> **Your assignment**: Locate and copy each line in the data that contains the word "thinking".

> **Collected data entries**:

Content starts

PR #102, opened 2015-06-16
Add --force option to conda env create

campos-ddc:

### DIFF
--- a/conda_env/cli/main_create.py
+++ b/conda_env/cli/main_create.py
@@ -1,12 +1,14 @@
 from __future__ import print_function
 from argparse import RawDescriptionHelpFormatter
 import os
-import textwrap
 import sys
+import textwrap
 
 from conda.cli import common
 from conda.cli import install as cli_install
+from conda.install import rm_rf
 from conda.misc import touch_nonadmin
+from conda.plan import is_root_prefix
 
 from ..installers.base import get_installer, InvalidInstaller
 from .. import exceptions
@@ -58,6 +60,12 @@ def configure_parser(sub_parsers):
         default=None,
         nargs='?'
     )
+    p.add_argument(
+        '--force',
+        help='force creation of environment (removing a previously existing environment of the same name.',
+        action='store_true',
+        default=False,
+    )
     common.add_parser_json(p)
     p.set_defaults(func=execute)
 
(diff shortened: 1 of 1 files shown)


conda_env/cli/main_create.py
```diff
@@ -81,6 +88,8 @@ def execute(args, parser):
         common.error_and_exit(str(e), json=args.json)
 
     prefix = common.get_prefix(args, search=False)
+    if args.force and prefix != root_env_name and os.path.exists(prefix):
+        shutil.rmtree(prefix)
```
malev: Why don't you use `rm_rf` as in `conda env remove` https://github.com/conda/conda-env/blob/develop/conda_env/cli/main_remove.py#L105 ? Think this would be a more consistent approach

campos-ddc: Didn't know it existed.

I'll update the PR

asmeurer: Yes, please use `rm_rf`. `rmtree` is unreliable on Windows and `rm_rf` fixes many issues with it.

campos-ddc: Done.

malev: You can also benefit from `is_root_prefix` as in https://github.com/conda/conda-env/blob/develop/conda_env/cli/main_remove.py#L46

campos-ddc: Added `is_root_prefix` too.

conda_env/cli/main_create.py
```diff
@@ -81,6 +88,8 @@ def execute(args, parser):
         common.error_and_exit(str(e), json=args.json)
 
     prefix = common.get_prefix(args, search=False)
+    if args.force and not is_root_prefix and os.path.exists(prefix):
```
malev: `is_root_prefix` is a function that expects a prefix as an argument. Think you are missing that here.
Take a look at https://github.com/conda/conda/blob/master/conda/plan.py#L312
See usage in https://github.com/conda/conda-env/blob/develop/conda_env/cli/main_remove.py#L46

campos-ddc: derp.. fixing it.

malev:
@campos-ddc I can't merge this anymore. Would you mind updating the code from `upstream` to we can finally merge?

campos-ddc:
@malev Done.

Issue #97, opened 2015-06-10
`conda env export` does not include channels information


branning:
It seems that if you have installed conda packages from anything but the main channel, then you cannot create an environment from the output of `conda env export` due to the fact that the channel information is not included in the YAML output.

I'm using conda-env 2.2.1 with conda 3.13.0 with python 2.7.9 32-bit on Windows 7 64-bit. Here's a minimal example:

```
set MYENV=channeltest
conda create -n %MYENV% -c branning scandir -y
call activate %MYENV%
conda env export -f environment.yml
call deactivate
conda env remove -n %MYENV% -y
conda env create
```

If you run that, and you can install the Windows 32-bit scandir package from binstar, you'll see this error at the end:

    Error: No packages found in current win-32 channels matching: scandir 1.1 py27_0

But if you [edit environment.yml by adding the channel information](https://gist.github.com/branning/d75fa15e92f9ca7dc08c),

```
python fix_yml.py > environment_fix.yml
conda env create --file environment_fix.yml
```

it works as expected, or at least this is how I believe it should work.

malev:
There is more conversation about this in #103
Also we are considering expanding the way `export` works to include from what channel was `X` package installed. Still a thinking about this

msarahan:
closed by #103

PR #103, opened 2015-06-17
Feature/export channels

malev:
### Why?
When exporting channels information is missing:
`conda env export -n root`
```yaml
name: root
dependencies:
- binstar=0.11.0=py27_0
- certifi=14.05.14=py27_0
```
The environment.yaml file can't be used because it lack on the source of the packages (channels).

### Solution
Include channels (listed on `.condarc`) custom channels (`-c` flag):
`conda env export -c binstar --override-channels -n root`
```yaml
name: root
channels:
- binstar
dependencies:
- binstar=0.11.0=py27_0
- certifi=14.05.14=py27_0
```

There is an open bug talking about this as well #97


tswicegood:
You might want to talk with @chdoig about this a bit as she's one of the one's who's asked for this.  I believe the desired behavior here isn't explicitly setting channels at export time so much as gather the channels from Conda's metadata when exporting so you don't have to remember that channel `foobar` was used.

FWIW, the data you need is in the `{{ path to env }}/conda-meta/{{ package }}-{{ version }}-{{ build }}.json` file under `channel` if it exists.  To my knowledge there is no API for getting that data and no official documentation of what goes into that file.

malev:
* Didn't know about `conda-meta` it's great!
* I agree with you but I also believe this is a step towards reproducibility of environments.
* I don't want to make a broader change into `conda-env`. Not sure if we can include all that information into the `environment.yaml` file and how is the `conda env create` will respond to that. I saw this as an easy temporally fix
* In the near future I'd like to have namespaces into the `environment.yaml` file, something like:
```yaml
dependencies:
- javascript/nodejs
- javascript/bower
- binstar=0.11.0
```
And `conda-env create` will go to that particular channel to look for the package.

tswicegood:
+1 for the channel-specific package specification.  I know @asmeurer has given it some thought, but I don't know if anything's every been done on it.

msarahan:
Ping @malev can you revisit this and reassure me that it's ready?  I'll merge if you say it's good.

rain1024:
This is really helpful feature. Please merge it soon.

Issue #42, opened 2015-01-08
Command to get an environment.yml to share with someone 


chdoig:
Currently, the environment.yml file allows you to not specify a concrete version/build of the package, so if there are updates in that package and I share my environment.yml file with someone, they might get a different environment (different versions of the package), that might not be compatible. Although I could re-write the environment.yml to precisely specify the correct versions, it would be nice to have a command that generates a .yml file for you with what is currently downloaded in that environment (specific versions or build numbers). So you could share that env.yml and get the same conda environment that you are using.

tswicegood:
@chdoig does `conda env export --name=some-env` do what you need?  By default, it outputs a dependency list that's pinned to the explicit version and build string.  Issue #15 calls for adding a non-strict mode where you can export just versions or package names instead of the full spec.

chdoig:
I found the issue why export wasn't working for me: I had some packages from a binstar user or organization and `conda env export` doesn't add channels in the env.yml. I'll close this issues and open a more appropriate one. Thanks!

chdoig:
So, I'm reopening this issue because `conda env export` as is it is right now isn't fully letting me share my environment across operating systems (e.g OSX -> Linux64), for example in the Topic_Space project (https://github.com/ContinuumIO/topic_space/issues/7).

So, all the full list of what's in my environment might be platform specific, but what I've manually wanted to install to that environment might not be.

What are your thoughts on this @tswicegood? 
What do you think about having a way to export the environment that has just what you've explicitly installed in the environment? It probably doesn't solve all issues (if a package doesn't have a package for an OS), but, could it get us closer?

tswicegood:
I like the idea of only dealing with things that are explicitly installed.  Let's talk about this next week when I'm in the office and try to figure out a solution.

asmeurer:
A reminder that conda does keep track of this in the history file.

malev:
@chdoig can you tell me what were you thinking about this? tnx

chdoig:
@malev, I like the idea of being able to export just what you have explicitly installed in the environment. It probably should not be the default, but passing an option in the ```conda env export command```. I don't have ideas for the name of the option.

malev:
@chdoig, for now I have no idea how to do that and I think it's gonna be easier/better to have people creating their own `environment.yml` files on their own.

hovren:
I just wanted to echo that I too would find it convenient with some option to create a "shareable" environment with conda.

[...]

PR #104, opened 2015-06-17
export build numbers is optional

malev:
### Why?
If a package has been built for `win` and `linux` but for some reason, (more common than we think) the builds have different numbers, then the `environment.yaml` file won't be cross platform. On the other hand, we don't always need a specific build for a package, we only want the version number.

### Current situation
In order to have an `environment.yaml` file working in different platforms sometimes we have to edit the file and remove the build information from a specific package.

### Solution
Make exporting build information optional:
```sh
$ conda env export -n root
name: root
dependencies:
- certifi=14.05.14=py27_0
- clyent=0.3.4=py27_0
```
and
```sh
$ conda env export -n root --no-builds
name: root
dependencies:
- certifi=14.05.14
- clyent=0.3.4
```
The difference is the `no-builds` flag. cc @tswicegood @chdoig @tonyfast

### DIFF
--- a/conda_env/cli/main_export.py
+++ b/conda_env/cli/main_export.py
@@ -42,6 +42,14 @@ def configure_parser(sub_parsers):
         required=False
     )
 
+    p.add_argument(
+        '--no-builds',
+        default=False,
+        action='store_true',
+        required=False,
+        help='Remove build specification from dependencies'
+    )
+
     p.set_defaults(func=execute)
 
 
@@ -64,8 +72,7 @@ def execute(args, parser):
     else:
         name = args.name
     prefix = common.get_prefix(args)
-
-    env = from_environment(name, prefix)
+    env = from_environment(name, prefix, no_builds=args.no_builds)
 
     if args.file is None:
         print(env.to_yaml())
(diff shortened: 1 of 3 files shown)


groutr:
Why are build numbers included in yaml files?  Shouldn't we always use the latest build number for a package on it platform?

malev:
@groutr `certifi=14.05.14=py27_0` is how we currently generate `yaml` files. The build number is the problem and that's what I'm trying to remove with this PR.
To be honest, I believe it would be better if we remove the build number by default unless you explicitly ask for it.

groutr:
I was implying with my question that build numbers should be irrelevant.  Incrementing a build number should never change functionality of a package, except in the case of a broken package.  In every case I can think of, I can't come up with a scenario in which we would want to use an older build number for package.

chdoig:
+1 This will solve a lot of my issues with sharing environment.yaml files in different platforms.

I would also suggest having the one without the build number be the default export, rather than the other way around, but I'm happy with getting the functionality.

@groutr the build number is not completely irrelevant when you need exact reproducibility, explicitly know where each for package came from and identify the package with its URI, which includes the build number. If it was completely irrelevant, then they would be exactly the same and it shouldn't to define a conda package. I wouldn't remove it. I just think the functionality without the build number is going to be the general use case rather than with it, which is just going to be needed in very few occasions.

chdoig:
This PR is related with #42.

malev:
I'd go it two steps. First I'd release this and in a major release I'd change the current behavior to remove the build numbers by default

Issue #105, opened 2015-06-17
`conda env create --name` is broken


jim22k:
I want to create an environment from an existing environment.yaml file, but I want a different name for the environment than is listed in the file.

`conda env create --name custom_name` is broken and gives the following message:

    --name is deprecated. Use the following command instead:
        conda env create custom_name

Typing the recommended command doesn't work. It just does `conda env create` and completely ignores the `custom_name` argument.  I'm using conda 3.14.0.

I tried to use `conda create -n custom_name --file environment.yaml`, but that doesn't work either (see conda/conda#1360). How do I solve this problem?

joelhullcio:
@jim22k +1
The error is introduced by conda-env 2.2.0.   Important to note that the removal of this feature BROKE CLIENT SCRIPTS AT JPM.  We need to have a strong commitment to backward compatibility.  In addition, deprecation means a feature is going to be removed in the future but it should still work.  However, why would this feature be deprecated?  This is removing valuable functionality.  Don't we want to add features to conda instead of removing them?  Please add this feature back ASAP.

teoliphant:
@tswicegood Can you shed light on why this interface changed?

malev:
we change it to support creating environments from anaconda.org. Working on a fix right now

tswicegood:
@teoliphant the interface was changed to decrease the friction for creating a remote environment.  Writing out `conda env create --name tswicegood/foobar` seems off.  The intent here was to deprecate `--name`, not remove its functionality.  That was a regression as it was supposed to only display the warning that it was no longer the proper way, but would still work.

malev:
The fix has been merged, waiting the anaconda team to proceed with the release of `2.2.3`. I'm hoping tmr it will be done.

malev:
@jim22k could you update your `conda-env` and try again?

jim22k:
Just tried with conda-env v2.2.3 and it works. Thanks for the fast turnaround.

PR #106, opened 2015-06-18
Undo -n deprecation

malev:
Working on #105

### DIFF
--- a/conda_env/cli/main_create.py
+++ b/conda_env/cli/main_create.py
@@ -19,6 +19,7 @@ Create an environment based on an environment file
 example = """
 examples:
     conda env create
+    conda env create -n name
     conda env create vader/deathstar
     conda env create -f=/path/to/environment.yml
 """
@@ -41,9 +42,9 @@ def configure_parser(sub_parsers):
     p.add_argument(
         '-n', '--name',
         action='store',
-        help='environment definition [Deprecated]',
+        help='environment definition',
         default=None,
-        dest='old_name'
+        dest='name'
     )
     p.add_argument(
         '-q', '--quiet',
@@ -51,8 +52,8 @@ def configure_parser(sub_parsers):
         default=False,
     )
     p.add_argument(
-        'name',
-        help='environment definition',
+        'remote_definition',
+        help='remote environment definition',
         action='store',
         default=None,
         nargs='?'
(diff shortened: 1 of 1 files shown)


tswicegood:
Just reviewed from my phone, but this still deprecates --name in favor of the name without the opts but removes the message saying that. 

The original idea behind deprecating --name is that it should still work but display the warning message so that at some point it could be completely removed in the future when BC can be broken.

malev:
I'm not sure how do we should fix this. I'm feeling like deprecating `-n` wasn't the greatest idea. Maybe we should keep it the way it was and add a new flag for the `remote_definitions` as in:
```sh
$ conda env create --help
usage: conda-env create [-h] [-f FILE] [-n NAME] [-q] [--json]
                        [remote_definition]

positional arguments:
  remote_definition     remote environment definition

optional arguments:
  -n NAME, --name NAME  environment definition

examples:
    conda env create
    conda env create -n name
    conda env create vader/deathstar
    conda env create -f=/path/to/environment.yml
```
What do you think?

tswicegood:
I'm still -1 on `-n` as its weird to type `conda foo -n bar -y`.  That said, I can see a case where you need them both so maybe it's ok to keep around.

malev:
Agree with the weirdness but that's the way conda works in general, it's gonna be weirder to have conda using `-n` and conda-env not using it.

tswicegood:
Yeah -- my eventual hope was to deprecate/remove it there too, but I doubt that'll happen now. :-(

malev:
I still believe that:
`conda env create malev/stats-env` is the way to go!
And now it feels like we can also do:
`conda env create malev/stats-env -n new-env-name` and that seems to be pretty useful for of our users.

joelhullcio:
@tswicegood -n is a well established parameter across anaconda.  IF it is deprecated it should be deprecated in unison across all of conda for consistency.  I see your point on "weirdness" but it may be a premature optimization at this point.  Please just return the functionality to the previous state without deprecation.  Add other parameters to handle any new or special remote features.  Thanks.

tswicegood:
LGGT :+1:

eriknw:
I am very confused by this thread.

It appears you want to specify a remote environment definition obtained, by default, from anaconda.org.  Moreover, this is done from the *positional* argument.  I would expect arguments that specify remote resources to be explicitly called out, such as `conda env create -r malev/stats-env`.  The exception to this would be if the conda sub-command were something like `conda remote` or `conda env clone`.

What would most users expect the positional argument to `conda env create` do: (1) specify an environment yaml file, (2) new conda environment name, (3) remote conda name to install locally, or (4) some combination of these three?

I expect it to specify a conda environment definition.  Perhaps the positional argument can specify a local environment yaml file *or* a remote `{channel}/{envname}`.  Note that this is different from the original (broken) deprecation behavior, which said one could specify the new environment name as the positional argument.

To be clear, I think sharing environments via anaconda.org is an awesome feature to support.

malev:
@eriknw,
1) I'm gonna guess that `-f` flag exists because `conda` has a `-f` flag and make sense to have reproduce that here as well
2) yes! I agree and I think it's cool but as @joelhullcio pointed out "-n is a well established parameter across anaconda"
3) maybe! My inspiration on this was `git clone`. The original discussion is in https://github.com/conda/conda-env/pull/73
4) Good luck with this one!! Not simple to implement

All that said, I'm gonna merge this now because there is people missing this feature. We can continue this debate in an issue.

eriknw:
I remain somewhat confused, and I think usage of `conda env create` is unnecessarily complicated by kludging remote functionality into it.  I don't understand why (4) would not be simple to implement.

Thanks for adding `--name` functionality back--and not deprecating it--to override the new environment name.

PR #110, opened 2015-06-23
disable user site packages in conda envs

minrk:
It's surprising that activating a conda env doesn't disable packages that were installed in the global env with `--user`. This matches the default behavior of virtualenv, of creating an actually isolated env.

It would be preferable if this could be accomplished without reliance on an environment variable, but the detections in site.py seem to be pretty hardcoded to virtualenvs.

I'm not sure what, if anything, should be done for the windows scripts.

### DIFF
--- a/bin/activate
+++ b/bin/activate
@@ -77,6 +77,12 @@ else
     return $?
 fi
 
+if [[ ! -z "${PYTHONUSERSITE+x}" ]]; then
+    export CONDA_PYTHONUSERSITE="$PYTHONUSERSITE"
+fi
+# disable user site-packages
+export PYTHONUSERSITE=0
+
 # Load any of the scripts found $PREFIX/etc/conda/activate.d
 run_scripts "activate"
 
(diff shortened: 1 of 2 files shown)


malev:
hello @minrk how can I test this?

minrk:
@malev 

Simplest way to test:

1. activate an env with `source activate <name>`
2. check output of: `python -m site`. It should have `ENABLE_USER_SITE: False`

Test the actual behavior that is to be avoided:

1. conda root env
2. install a package with `--user`, e.g. `pip install --user simplejson
3. activate an env with just Python, and try to `import simplejson`. It should fail.

minrk:
I discovered that there's a better way to do this that will work on Python 3, without relying on environment variables. I still think the env should be set for Python 2, but a `pyvenv.cfg` file can be created, which site.py will check.

Creating a `pyvenv.cfg` with the contents:

    include-system-site-packages=false

in the root of the env (e.g. `~/conda/envs/name/pyvenv.cfg`), user-site will be disabled. I don't know if `conda-env` is the right place for that addition, or the Python conda package, which is not open source. It seems like `conda-env` might be the place to do it, but I'm not sure.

Content ends

> **Solution to this exercise**:
Also we are considering expanding the way `export` works to include from what channel was `X` package installed. Still a thinking about this
@chdoig can you tell me what were you thinking about this? tnx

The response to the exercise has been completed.